Task requirements —
Report all lines below with the word "application".

┄┄┄┄┄┄

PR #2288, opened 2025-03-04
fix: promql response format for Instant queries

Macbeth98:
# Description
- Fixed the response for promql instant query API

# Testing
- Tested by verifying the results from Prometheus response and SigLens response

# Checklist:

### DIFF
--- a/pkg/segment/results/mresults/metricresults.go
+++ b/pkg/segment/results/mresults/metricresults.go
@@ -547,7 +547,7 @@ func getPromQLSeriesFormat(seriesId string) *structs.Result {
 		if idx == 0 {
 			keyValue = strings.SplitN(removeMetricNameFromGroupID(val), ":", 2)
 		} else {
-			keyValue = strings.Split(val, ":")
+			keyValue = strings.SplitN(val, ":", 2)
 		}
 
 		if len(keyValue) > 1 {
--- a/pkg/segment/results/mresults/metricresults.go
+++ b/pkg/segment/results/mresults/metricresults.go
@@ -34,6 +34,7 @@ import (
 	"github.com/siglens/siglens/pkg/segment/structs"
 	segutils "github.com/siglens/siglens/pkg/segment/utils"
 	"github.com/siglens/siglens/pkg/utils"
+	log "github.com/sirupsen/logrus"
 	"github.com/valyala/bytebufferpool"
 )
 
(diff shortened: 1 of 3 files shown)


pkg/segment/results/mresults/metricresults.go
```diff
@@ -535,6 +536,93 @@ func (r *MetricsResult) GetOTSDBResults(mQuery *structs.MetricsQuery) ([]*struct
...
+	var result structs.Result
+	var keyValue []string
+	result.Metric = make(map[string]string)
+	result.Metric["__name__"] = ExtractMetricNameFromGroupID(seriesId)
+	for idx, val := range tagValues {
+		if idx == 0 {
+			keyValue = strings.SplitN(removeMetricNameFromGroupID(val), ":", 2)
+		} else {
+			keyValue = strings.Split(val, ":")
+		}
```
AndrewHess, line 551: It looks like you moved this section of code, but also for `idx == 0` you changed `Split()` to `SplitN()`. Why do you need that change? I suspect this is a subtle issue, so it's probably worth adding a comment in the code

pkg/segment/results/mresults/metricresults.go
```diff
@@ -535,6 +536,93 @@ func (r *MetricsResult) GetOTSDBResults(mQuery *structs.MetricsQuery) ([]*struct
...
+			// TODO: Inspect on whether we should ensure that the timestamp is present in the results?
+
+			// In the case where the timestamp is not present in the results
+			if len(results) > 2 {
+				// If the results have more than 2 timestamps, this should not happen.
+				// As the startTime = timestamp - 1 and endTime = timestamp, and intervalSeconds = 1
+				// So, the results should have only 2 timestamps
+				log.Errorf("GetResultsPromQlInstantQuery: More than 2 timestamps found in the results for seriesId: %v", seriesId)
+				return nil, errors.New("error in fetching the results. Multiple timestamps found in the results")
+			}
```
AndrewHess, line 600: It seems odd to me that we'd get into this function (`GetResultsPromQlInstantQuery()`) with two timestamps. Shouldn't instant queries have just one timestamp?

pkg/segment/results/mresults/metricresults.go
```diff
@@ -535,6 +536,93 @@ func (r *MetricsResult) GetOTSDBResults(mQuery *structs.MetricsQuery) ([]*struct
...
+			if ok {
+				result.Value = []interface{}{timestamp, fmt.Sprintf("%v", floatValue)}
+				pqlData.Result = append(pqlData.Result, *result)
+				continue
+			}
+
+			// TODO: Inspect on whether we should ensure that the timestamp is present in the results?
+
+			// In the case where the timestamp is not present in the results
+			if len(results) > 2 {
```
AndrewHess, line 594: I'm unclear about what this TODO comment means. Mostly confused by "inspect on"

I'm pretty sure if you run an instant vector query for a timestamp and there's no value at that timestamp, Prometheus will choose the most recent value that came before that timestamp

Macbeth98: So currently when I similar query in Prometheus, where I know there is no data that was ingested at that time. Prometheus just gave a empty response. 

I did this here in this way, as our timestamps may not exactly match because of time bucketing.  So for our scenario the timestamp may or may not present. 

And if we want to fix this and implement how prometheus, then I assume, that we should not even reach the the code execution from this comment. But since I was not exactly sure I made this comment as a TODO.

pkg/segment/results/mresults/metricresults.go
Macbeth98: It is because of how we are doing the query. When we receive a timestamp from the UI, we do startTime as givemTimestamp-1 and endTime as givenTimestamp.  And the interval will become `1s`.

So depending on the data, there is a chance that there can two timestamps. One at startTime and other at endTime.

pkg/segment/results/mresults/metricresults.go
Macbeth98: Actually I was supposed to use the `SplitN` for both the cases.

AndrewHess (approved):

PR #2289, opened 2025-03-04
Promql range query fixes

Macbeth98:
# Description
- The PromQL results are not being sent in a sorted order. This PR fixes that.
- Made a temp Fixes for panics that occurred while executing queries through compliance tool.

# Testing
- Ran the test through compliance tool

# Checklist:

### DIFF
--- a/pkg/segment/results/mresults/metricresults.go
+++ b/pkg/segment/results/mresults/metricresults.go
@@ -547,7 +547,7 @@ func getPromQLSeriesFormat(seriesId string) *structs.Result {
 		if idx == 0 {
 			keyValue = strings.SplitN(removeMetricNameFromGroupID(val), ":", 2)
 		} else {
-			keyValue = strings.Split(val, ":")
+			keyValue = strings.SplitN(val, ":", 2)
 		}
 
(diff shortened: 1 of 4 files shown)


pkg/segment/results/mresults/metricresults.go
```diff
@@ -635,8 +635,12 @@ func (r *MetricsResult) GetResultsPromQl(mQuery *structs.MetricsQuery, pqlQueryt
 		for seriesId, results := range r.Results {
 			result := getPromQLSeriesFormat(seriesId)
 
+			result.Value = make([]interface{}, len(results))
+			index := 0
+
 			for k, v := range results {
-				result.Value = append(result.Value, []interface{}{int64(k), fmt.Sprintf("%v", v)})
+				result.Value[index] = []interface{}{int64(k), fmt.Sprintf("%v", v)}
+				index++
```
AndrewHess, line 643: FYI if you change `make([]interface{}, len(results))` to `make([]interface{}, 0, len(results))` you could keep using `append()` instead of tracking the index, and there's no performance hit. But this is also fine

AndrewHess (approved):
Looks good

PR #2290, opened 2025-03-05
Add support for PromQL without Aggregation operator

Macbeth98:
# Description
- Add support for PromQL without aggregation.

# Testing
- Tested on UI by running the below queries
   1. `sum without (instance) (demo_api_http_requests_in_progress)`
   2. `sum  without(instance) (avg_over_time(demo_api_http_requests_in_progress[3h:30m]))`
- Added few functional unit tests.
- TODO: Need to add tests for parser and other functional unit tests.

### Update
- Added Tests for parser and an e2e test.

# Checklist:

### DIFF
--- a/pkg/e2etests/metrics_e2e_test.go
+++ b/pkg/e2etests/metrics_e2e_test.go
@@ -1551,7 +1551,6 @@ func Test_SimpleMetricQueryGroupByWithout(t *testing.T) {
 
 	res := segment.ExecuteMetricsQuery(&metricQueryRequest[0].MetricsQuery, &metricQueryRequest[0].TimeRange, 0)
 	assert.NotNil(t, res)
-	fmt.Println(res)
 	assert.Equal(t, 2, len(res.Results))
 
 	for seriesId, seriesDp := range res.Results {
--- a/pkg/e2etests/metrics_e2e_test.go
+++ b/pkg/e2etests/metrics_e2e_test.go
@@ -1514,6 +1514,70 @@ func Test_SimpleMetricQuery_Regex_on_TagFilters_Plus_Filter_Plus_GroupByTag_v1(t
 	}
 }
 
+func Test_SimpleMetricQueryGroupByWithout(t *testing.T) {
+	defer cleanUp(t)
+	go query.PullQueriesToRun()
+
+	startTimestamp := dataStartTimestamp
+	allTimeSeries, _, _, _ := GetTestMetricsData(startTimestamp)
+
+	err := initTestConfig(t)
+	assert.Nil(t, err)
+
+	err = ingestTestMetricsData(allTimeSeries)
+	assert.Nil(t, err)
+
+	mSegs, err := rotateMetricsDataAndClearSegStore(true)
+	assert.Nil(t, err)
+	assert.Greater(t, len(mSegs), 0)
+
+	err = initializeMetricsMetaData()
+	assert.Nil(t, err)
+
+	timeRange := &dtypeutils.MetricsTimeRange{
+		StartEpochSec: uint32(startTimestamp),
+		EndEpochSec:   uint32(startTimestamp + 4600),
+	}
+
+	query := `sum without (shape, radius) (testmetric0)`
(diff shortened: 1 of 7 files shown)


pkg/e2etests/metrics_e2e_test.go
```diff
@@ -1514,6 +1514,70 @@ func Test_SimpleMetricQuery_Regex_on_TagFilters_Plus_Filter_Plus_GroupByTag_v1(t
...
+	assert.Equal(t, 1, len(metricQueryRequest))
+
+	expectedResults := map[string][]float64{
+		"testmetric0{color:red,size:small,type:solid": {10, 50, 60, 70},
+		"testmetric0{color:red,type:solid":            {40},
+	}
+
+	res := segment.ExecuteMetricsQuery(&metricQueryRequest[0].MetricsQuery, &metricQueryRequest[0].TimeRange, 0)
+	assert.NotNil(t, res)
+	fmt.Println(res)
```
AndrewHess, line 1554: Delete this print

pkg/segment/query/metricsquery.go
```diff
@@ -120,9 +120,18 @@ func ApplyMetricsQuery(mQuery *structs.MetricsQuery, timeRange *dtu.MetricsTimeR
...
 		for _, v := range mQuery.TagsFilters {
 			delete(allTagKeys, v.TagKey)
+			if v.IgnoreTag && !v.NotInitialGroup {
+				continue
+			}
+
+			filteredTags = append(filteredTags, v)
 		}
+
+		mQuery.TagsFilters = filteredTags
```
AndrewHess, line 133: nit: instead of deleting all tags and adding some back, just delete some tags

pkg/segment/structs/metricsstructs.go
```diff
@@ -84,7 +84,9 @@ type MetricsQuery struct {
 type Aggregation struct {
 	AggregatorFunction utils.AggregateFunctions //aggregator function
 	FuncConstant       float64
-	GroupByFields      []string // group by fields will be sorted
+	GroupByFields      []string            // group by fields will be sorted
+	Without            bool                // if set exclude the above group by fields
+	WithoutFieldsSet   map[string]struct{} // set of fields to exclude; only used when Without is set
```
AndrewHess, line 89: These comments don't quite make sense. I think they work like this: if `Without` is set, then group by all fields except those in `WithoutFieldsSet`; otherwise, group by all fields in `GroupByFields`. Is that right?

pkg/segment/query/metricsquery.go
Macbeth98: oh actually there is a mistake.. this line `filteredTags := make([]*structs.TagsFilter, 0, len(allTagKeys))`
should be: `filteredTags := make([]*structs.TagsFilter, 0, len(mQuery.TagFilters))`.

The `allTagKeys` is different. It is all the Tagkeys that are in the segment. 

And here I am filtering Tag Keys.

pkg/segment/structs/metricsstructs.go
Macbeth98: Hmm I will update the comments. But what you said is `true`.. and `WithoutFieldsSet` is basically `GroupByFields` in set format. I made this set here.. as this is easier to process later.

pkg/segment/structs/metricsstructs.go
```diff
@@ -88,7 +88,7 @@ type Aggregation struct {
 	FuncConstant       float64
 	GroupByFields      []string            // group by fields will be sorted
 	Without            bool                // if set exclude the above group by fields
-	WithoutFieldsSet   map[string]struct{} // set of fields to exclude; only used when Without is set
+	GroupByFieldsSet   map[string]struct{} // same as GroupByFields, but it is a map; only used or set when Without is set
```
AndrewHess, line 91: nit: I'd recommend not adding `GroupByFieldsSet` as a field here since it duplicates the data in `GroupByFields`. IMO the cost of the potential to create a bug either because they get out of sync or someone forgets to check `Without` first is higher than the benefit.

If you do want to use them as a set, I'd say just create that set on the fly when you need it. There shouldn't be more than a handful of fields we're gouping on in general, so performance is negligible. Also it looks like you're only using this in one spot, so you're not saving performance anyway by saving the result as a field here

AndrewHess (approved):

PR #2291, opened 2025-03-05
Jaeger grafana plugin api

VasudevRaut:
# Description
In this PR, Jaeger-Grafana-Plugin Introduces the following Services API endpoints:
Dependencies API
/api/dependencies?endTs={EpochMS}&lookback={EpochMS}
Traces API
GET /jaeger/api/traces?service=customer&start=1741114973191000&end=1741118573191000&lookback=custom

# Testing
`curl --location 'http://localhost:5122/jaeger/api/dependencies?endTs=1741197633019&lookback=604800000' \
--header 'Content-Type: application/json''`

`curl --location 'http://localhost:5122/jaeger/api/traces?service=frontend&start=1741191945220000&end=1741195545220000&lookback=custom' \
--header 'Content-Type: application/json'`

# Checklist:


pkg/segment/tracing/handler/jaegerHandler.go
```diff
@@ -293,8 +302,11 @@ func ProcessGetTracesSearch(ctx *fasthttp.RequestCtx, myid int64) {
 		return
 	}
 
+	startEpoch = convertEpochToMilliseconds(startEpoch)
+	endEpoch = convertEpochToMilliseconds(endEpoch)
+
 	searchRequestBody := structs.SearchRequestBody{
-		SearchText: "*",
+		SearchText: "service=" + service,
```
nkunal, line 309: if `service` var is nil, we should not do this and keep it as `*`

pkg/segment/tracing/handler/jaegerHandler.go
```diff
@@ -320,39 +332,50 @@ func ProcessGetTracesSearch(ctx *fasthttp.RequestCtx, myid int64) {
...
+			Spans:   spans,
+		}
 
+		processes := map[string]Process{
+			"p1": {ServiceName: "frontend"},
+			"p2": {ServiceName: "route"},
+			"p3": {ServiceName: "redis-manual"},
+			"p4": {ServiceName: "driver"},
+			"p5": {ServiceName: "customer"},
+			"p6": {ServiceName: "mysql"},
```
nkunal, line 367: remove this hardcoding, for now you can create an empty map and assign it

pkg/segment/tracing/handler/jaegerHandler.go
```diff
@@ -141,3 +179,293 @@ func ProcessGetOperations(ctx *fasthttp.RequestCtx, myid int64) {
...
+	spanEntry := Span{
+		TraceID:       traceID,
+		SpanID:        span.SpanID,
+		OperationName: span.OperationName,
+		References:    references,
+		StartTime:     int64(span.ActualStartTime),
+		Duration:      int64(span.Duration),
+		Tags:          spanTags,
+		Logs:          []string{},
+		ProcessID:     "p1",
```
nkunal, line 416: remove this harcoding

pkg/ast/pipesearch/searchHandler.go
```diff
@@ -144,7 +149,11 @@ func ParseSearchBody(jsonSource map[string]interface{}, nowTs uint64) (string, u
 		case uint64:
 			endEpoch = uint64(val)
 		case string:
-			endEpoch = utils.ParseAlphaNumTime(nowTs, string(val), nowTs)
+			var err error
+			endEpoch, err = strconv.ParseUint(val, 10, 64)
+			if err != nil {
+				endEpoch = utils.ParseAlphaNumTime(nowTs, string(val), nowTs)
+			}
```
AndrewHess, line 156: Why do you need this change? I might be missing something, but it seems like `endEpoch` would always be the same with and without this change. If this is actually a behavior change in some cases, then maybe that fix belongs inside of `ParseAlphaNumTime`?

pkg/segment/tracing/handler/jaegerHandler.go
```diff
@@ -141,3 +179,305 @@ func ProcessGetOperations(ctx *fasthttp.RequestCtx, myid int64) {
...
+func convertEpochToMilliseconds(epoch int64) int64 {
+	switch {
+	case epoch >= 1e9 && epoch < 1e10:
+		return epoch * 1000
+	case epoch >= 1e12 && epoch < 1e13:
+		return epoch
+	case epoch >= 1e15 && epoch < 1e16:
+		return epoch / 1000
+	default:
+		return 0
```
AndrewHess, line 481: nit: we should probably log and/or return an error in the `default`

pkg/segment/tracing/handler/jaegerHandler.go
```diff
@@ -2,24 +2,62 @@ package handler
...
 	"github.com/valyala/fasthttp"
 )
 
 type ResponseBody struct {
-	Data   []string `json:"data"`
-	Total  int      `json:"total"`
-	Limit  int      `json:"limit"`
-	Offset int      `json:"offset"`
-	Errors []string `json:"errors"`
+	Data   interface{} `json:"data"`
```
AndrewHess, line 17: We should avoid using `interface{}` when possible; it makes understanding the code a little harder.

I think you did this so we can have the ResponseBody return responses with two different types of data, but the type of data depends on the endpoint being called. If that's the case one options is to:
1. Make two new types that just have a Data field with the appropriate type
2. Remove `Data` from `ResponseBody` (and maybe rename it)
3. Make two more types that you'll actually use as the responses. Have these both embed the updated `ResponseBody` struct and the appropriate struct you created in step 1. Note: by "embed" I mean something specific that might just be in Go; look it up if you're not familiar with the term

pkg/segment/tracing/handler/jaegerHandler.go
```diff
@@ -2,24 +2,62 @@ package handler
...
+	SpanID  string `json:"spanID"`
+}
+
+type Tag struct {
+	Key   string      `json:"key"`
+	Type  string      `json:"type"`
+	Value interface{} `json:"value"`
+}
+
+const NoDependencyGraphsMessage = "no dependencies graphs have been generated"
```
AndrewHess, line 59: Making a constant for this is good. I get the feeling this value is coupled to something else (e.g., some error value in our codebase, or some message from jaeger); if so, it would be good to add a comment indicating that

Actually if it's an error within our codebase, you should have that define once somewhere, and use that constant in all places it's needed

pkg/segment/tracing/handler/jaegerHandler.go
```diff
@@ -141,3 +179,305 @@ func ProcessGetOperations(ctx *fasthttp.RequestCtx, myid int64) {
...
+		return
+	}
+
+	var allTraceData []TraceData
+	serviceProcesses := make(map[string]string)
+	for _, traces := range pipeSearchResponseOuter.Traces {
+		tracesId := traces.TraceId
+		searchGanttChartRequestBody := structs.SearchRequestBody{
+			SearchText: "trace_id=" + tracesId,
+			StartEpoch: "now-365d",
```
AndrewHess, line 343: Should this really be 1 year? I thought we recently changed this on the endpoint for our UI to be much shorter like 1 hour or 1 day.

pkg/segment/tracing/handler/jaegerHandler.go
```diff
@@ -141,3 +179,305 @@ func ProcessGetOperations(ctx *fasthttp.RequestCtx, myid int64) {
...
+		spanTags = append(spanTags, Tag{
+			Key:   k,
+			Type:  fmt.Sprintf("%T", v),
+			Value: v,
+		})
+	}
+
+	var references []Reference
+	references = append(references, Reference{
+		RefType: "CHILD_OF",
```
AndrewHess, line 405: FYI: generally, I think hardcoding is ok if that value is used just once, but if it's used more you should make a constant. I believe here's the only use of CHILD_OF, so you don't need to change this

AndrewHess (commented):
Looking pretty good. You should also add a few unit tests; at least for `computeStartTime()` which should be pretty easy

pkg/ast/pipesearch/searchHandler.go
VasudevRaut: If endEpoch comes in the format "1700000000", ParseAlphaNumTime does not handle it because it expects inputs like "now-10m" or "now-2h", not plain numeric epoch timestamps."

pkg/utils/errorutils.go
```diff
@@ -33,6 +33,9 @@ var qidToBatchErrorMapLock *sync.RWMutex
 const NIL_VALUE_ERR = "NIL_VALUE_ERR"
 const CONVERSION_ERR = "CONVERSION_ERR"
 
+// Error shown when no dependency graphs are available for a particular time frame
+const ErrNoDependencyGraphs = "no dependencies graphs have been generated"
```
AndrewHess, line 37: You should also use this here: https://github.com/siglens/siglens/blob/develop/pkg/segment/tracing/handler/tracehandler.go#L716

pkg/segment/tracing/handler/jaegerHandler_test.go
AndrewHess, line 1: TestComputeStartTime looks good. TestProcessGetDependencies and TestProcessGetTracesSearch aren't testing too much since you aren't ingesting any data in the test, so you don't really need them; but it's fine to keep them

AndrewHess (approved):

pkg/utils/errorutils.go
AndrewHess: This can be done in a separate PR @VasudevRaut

┄┄┄┄┄┄

Expected answer —
--header 'Content-Type: application/json''`
--header 'Content-Type: application/json'`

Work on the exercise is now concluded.